▸ **What is expected**
Nothing should change. Output the data exactly.

▸ **The data**
^^^^

PR #3377, opened 2024-10-23
notify reactions added

r10s:
this PR shows notifications for reactions to one's own messages.

the notifications are added unconditionally, assuming, this is also known from other messengers. also, only reaction to _own_ messages are notified  - compared to that otherwise _all_ messages of others are notified, this usually won't add much  - either one cares or not (and in the latter case, you have muted the chat). we can always iterate :)

for the "mark read": there is nothing to mark as read for reactions, however, i still think, it makes sense to keep the button as it marks the chat as noticed - and it is maybe more confusion if it is sometimes not there.

counterpart of https://github.com/deltachat/deltachat-ios/pull/2331

### DIFF
--- a/src/main/java/org/thoughtcrime/securesms/connect/DcEventCenter.java
+++ b/src/main/java/org/thoughtcrime/securesms/connect/DcEventCenter.java
@@ -171,7 +171,11 @@ public class DcEventCenter {
 
     switch (id) {
       case DcContext.DC_EVENT_INCOMING_MSG:
-        DcHelper.getNotificationCenter(context).addNotification(accountId, event.getData1Int(), event.getData2Int());
+        DcHelper.getNotificationCenter(context).notifyMessage(accountId, event.getData1Int(), event.getData2Int());
+        break;
+
+      case DcContext.DC_EVENT_INCOMING_REACTION:
+        DcHelper.getNotificationCenter(context).notifyReaction(accountId, event.getData1Int(), event.getData2Int(), event.getData2Str());
         break;
 
       case DcContext.DC_EVENT_MSGS_NOTICED:
--- a/src/main/java/org/thoughtcrime/securesms/notifications/NotificationCenter.java
+++ b/src/main/java/org/thoughtcrime/securesms/notifications/NotificationCenter.java
@@ -20,12 +20,14 @@ import android.util.Log;
 
 import androidx.annotation.NonNull;
 import androidx.annotation.Nullable;
+import androidx.annotation.WorkerThread;
 import androidx.core.app.NotificationCompat;
 import androidx.core.app.NotificationManagerCompat;
 import androidx.core.app.RemoteInput;
 import androidx.core.app.TaskStackBuilder;
 
 import com.b44t.messenger.DcChat;
+import com.b44t.messenger.DcContact;
 import com.b44t.messenger.DcContext;
 import com.b44t.messenger.DcMsg;
 import com.bumptech.glide.load.engine.DiskCacheStrategy;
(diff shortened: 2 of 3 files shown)


src/main/java/org/thoughtcrime/securesms/connect/DcEventCenter.java
```diff
@@ -171,7 +171,11 @@ public long handleEvent(@NonNull DcEvent event) {
 
     switch (id) {
       case DcContext.DC_EVENT_INCOMING_MSG:
-        DcHelper.getNotificationCenter(context).addNotification(accountId, event.getData1Int(), event.getData2Int());
+        DcHelper.getNotificationCenter(context).notifyMessage(accountId, event.getData1Int(), event.getData2Int());
+        break;
+
+      case DcContext.DC_EVENT_INCOMING_REACTION:
+        DcHelper.getNotificationCenter(context).notifyReaction(accountId, event.getData1Int(), event.getData2Int(), event.getData2Str());
```
adbenitez, line 178: one problem with this is that if user "reads"/see  the reaction in one chat, will it be marked as read and the notification disappear in other devices??? or will the user need to handle duplicated notifications in every device?

r10s: good question!

r10s:
we decided to keep that out of 1.48, also because of the [open question wrt multi-device above](https://github.com/deltachat/deltachat-android/pull/3377#pullrequestreview-2389859336)

Hocuri (approved):
Nice :tada: :heart:!

src/main/java/org/thoughtcrime/securesms/connect/DcEventCenter.java
Hocuri: The `MsgsNoticed` contains a chat id (not a message id), so we just need to make sure that core sends it not only when messages are noticed but also when reactions are noticed on another device

src/main/java/org/thoughtcrime/securesms/notifications/NotificationCenter.java
```diff
@@ -494,7 +518,7 @@ public void addNotification(int accountId, int chatId, int msgId) {
                             lines = new ArrayList<>();
                             accountInbox.put(chatId, lines);
                         }
-                        lines.add(line);
+                        lines.add(tickerLine);
```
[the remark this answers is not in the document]
Hocuri: I think there is a misunderstanding, I wanted to suggest changing `lines.add(tickerLine);` to `lines.add(shortLine);` in order not to have the redundant `Bob: ` prefix

Hocuri, line 521:
```suggestion
                        lines.add(shortLine);
```

r10s: see discussion above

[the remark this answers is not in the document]
Hocuri: > but, most importantly for this PR: this is offtopic, as far as i see, things are unchanged here, at least this was the gist :)

As far as I understood the code, `line` was renamed to `shortLine` and `tickerLine` is still called `tickerLine` throughout the code? So, to get the behavior of the old code, `line` should be renamed to `shortLine` also here.

However, I just see that there was a bug in the old code:

```java
            // if privacy allows, for better accessibility,
            // prepend the sender in the ticker also for one-to-one chats (for group-chats, this is already done)
            String tickerLine = line;
            if (!dcChat.isMultiUser() && privacy.isDisplayContact()) {
                line = dcMsg.getSenderName(dcContext.getContact(dcMsg.getFromId()), false) + ": " + line;
            }
```
here, `line` is changed instead of `tickerLine`, even though the comment says that the sender should be prepended to the ticker. 

This bug is gone now, and it looks like the old behavior is produced again by replacing `line` with `tickerLine` here.

r10s: maybe better discuss on point to the code here:

- it is true, that this was the variable `line` but not `tickerLine` before
- however, in the old code, `line` was  converted to a _ticker-line-including-sender_, see L406 in the old code - and `tickerLine` was never a _ticker-line-including-sender_, even though that was probably the idea

this is indeed confusing, took me a while to re-understand this after these weeks of writing the PR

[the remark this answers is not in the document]
r10s: let's maybe continue below on code-level, not sure if i could explain it better there :) (or if i am wrong at the end :)

adbenitez:
is there a core issue for the "mark as read reactions" problem? I don't see it linked to this PR

r10s:
afaik, there is no core issue.

imu, the issue is: 
- if a chat _without_ unread messages is opened, DC_EVENT_MSGS_NOTICED is _not_ triggered on other devices (only locally).
- and therefore, the reaction-notifications on the other devices are not removed.

imu, already now, reaction-notifications are not triggered when they're not fresh for whatever reason.

so, i am wondering, how bad that is in practise - and if ppl really care about notifications, long scrolled away, hanging around a bit longer - sound etc. already has happened.

so, tbh, the impact is not totally clear to me. cc @adbenitez 

surely, it also depends on how hard the fix in core would be, maybe it is comparable easy to do and it is not even worth about thinking about impact and possible alternatives :) cc @iequidoo

adbenitez (approved):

^^^^

▸ **Solution to this problem**
PR #3377, opened 2024-10-23
notify reactions added

r10s:
this PR shows notifications for reactions to one's own messages.

the notifications are added unconditionally, assuming, this is also known from other messengers. also, only reaction to _own_ messages are notified  - compared to that otherwise _all_ messages of others are notified, this usually won't add much  - either one cares or not (and in the latter case, you have muted the chat). we can always iterate :)

for the "mark read": there is nothing to mark as read for reactions, however, i still think, it makes sense to keep the button as it marks the chat as noticed - and it is maybe more confusion if it is sometimes not there.

counterpart of https://github.com/deltachat/deltachat-ios/pull/2331

### DIFF
--- a/src/main/java/org/thoughtcrime/securesms/connect/DcEventCenter.java
+++ b/src/main/java/org/thoughtcrime/securesms/connect/DcEventCenter.java
@@ -171,7 +171,11 @@ public class DcEventCenter {
 
     switch (id) {
       case DcContext.DC_EVENT_INCOMING_MSG:
-        DcHelper.getNotificationCenter(context).addNotification(accountId, event.getData1Int(), event.getData2Int());
+        DcHelper.getNotificationCenter(context).notifyMessage(accountId, event.getData1Int(), event.getData2Int());
+        break;
+
+      case DcContext.DC_EVENT_INCOMING_REACTION:
+        DcHelper.getNotificationCenter(context).notifyReaction(accountId, event.getData1Int(), event.getData2Int(), event.getData2Str());
         break;
 
       case DcContext.DC_EVENT_MSGS_NOTICED:
--- a/src/main/java/org/thoughtcrime/securesms/notifications/NotificationCenter.java
+++ b/src/main/java/org/thoughtcrime/securesms/notifications/NotificationCenter.java
@@ -20,12 +20,14 @@ import android.util.Log;
 
 import androidx.annotation.NonNull;
 import androidx.annotation.Nullable;
+import androidx.annotation.WorkerThread;
 import androidx.core.app.NotificationCompat;
 import androidx.core.app.NotificationManagerCompat;
 import androidx.core.app.RemoteInput;
 import androidx.core.app.TaskStackBuilder;
 
 import com.b44t.messenger.DcChat;
+import com.b44t.messenger.DcContact;
 import com.b44t.messenger.DcContext;
 import com.b44t.messenger.DcMsg;
 import com.bumptech.glide.load.engine.DiskCacheStrategy;
(diff shortened: 2 of 3 files shown)


src/main/java/org/thoughtcrime/securesms/connect/DcEventCenter.java
```diff
@@ -171,7 +171,11 @@ public long handleEvent(@NonNull DcEvent event) {
 
     switch (id) {
       case DcContext.DC_EVENT_INCOMING_MSG:
-        DcHelper.getNotificationCenter(context).addNotification(accountId, event.getData1Int(), event.getData2Int());
+        DcHelper.getNotificationCenter(context).notifyMessage(accountId, event.getData1Int(), event.getData2Int());
+        break;
+
+      case DcContext.DC_EVENT_INCOMING_REACTION:
+        DcHelper.getNotificationCenter(context).notifyReaction(accountId, event.getData1Int(), event.getData2Int(), event.getData2Str());
```
adbenitez, line 178: one problem with this is that if user "reads"/see  the reaction in one chat, will it be marked as read and the notification disappear in other devices??? or will the user need to handle duplicated notifications in every device?

r10s: good question!

r10s:
we decided to keep that out of 1.48, also because of the [open question wrt multi-device above](https://github.com/deltachat/deltachat-android/pull/3377#pullrequestreview-2389859336)

Hocuri (approved):
Nice :tada: :heart:!

src/main/java/org/thoughtcrime/securesms/connect/DcEventCenter.java
Hocuri: The `MsgsNoticed` contains a chat id (not a message id), so we just need to make sure that core sends it not only when messages are noticed but also when reactions are noticed on another device

src/main/java/org/thoughtcrime/securesms/notifications/NotificationCenter.java
```diff
@@ -494,7 +518,7 @@ public void addNotification(int accountId, int chatId, int msgId) {
                             lines = new ArrayList<>();
                             accountInbox.put(chatId, lines);
                         }
-                        lines.add(line);
+                        lines.add(tickerLine);
```
[the remark this answers is not in the document]
Hocuri: I think there is a misunderstanding, I wanted to suggest changing `lines.add(tickerLine);` to `lines.add(shortLine);` in order not to have the redundant `Bob: ` prefix

Hocuri, line 521:
```suggestion
                        lines.add(shortLine);
```

r10s: see discussion above

[the remark this answers is not in the document]
Hocuri: > but, most importantly for this PR: this is offtopic, as far as i see, things are unchanged here, at least this was the gist :)

As far as I understood the code, `line` was renamed to `shortLine` and `tickerLine` is still called `tickerLine` throughout the code? So, to get the behavior of the old code, `line` should be renamed to `shortLine` also here.

However, I just see that there was a bug in the old code:

```java
            // if privacy allows, for better accessibility,
            // prepend the sender in the ticker also for one-to-one chats (for group-chats, this is already done)
            String tickerLine = line;
            if (!dcChat.isMultiUser() && privacy.isDisplayContact()) {
                line = dcMsg.getSenderName(dcContext.getContact(dcMsg.getFromId()), false) + ": " + line;
            }
```
here, `line` is changed instead of `tickerLine`, even though the comment says that the sender should be prepended to the ticker. 

This bug is gone now, and it looks like the old behavior is produced again by replacing `line` with `tickerLine` here.

r10s: maybe better discuss on point to the code here:

- it is true, that this was the variable `line` but not `tickerLine` before
- however, in the old code, `line` was  converted to a _ticker-line-including-sender_, see L406 in the old code - and `tickerLine` was never a _ticker-line-including-sender_, even though that was probably the idea

this is indeed confusing, took me a while to re-understand this after these weeks of writing the PR

[the remark this answers is not in the document]
r10s: let's maybe continue below on code-level, not sure if i could explain it better there :) (or if i am wrong at the end :)

adbenitez:
is there a core issue for the "mark as read reactions" problem? I don't see it linked to this PR

r10s:
afaik, there is no core issue.

imu, the issue is: 
- if a chat _without_ unread messages is opened, DC_EVENT_MSGS_NOTICED is _not_ triggered on other devices (only locally).
- and therefore, the reaction-notifications on the other devices are not removed.

imu, already now, reaction-notifications are not triggered when they're not fresh for whatever reason.

so, i am wondering, how bad that is in practise - and if ppl really care about notifications, long scrolled away, hanging around a bit longer - sound etc. already has happened.

so, tbh, the impact is not totally clear to me. cc @adbenitez 

surely, it also depends on how hard the fix in core would be, maybe it is comparable easy to do and it is not even worth about thinking about impact and possible alternatives :) cc @iequidoo

adbenitez (approved):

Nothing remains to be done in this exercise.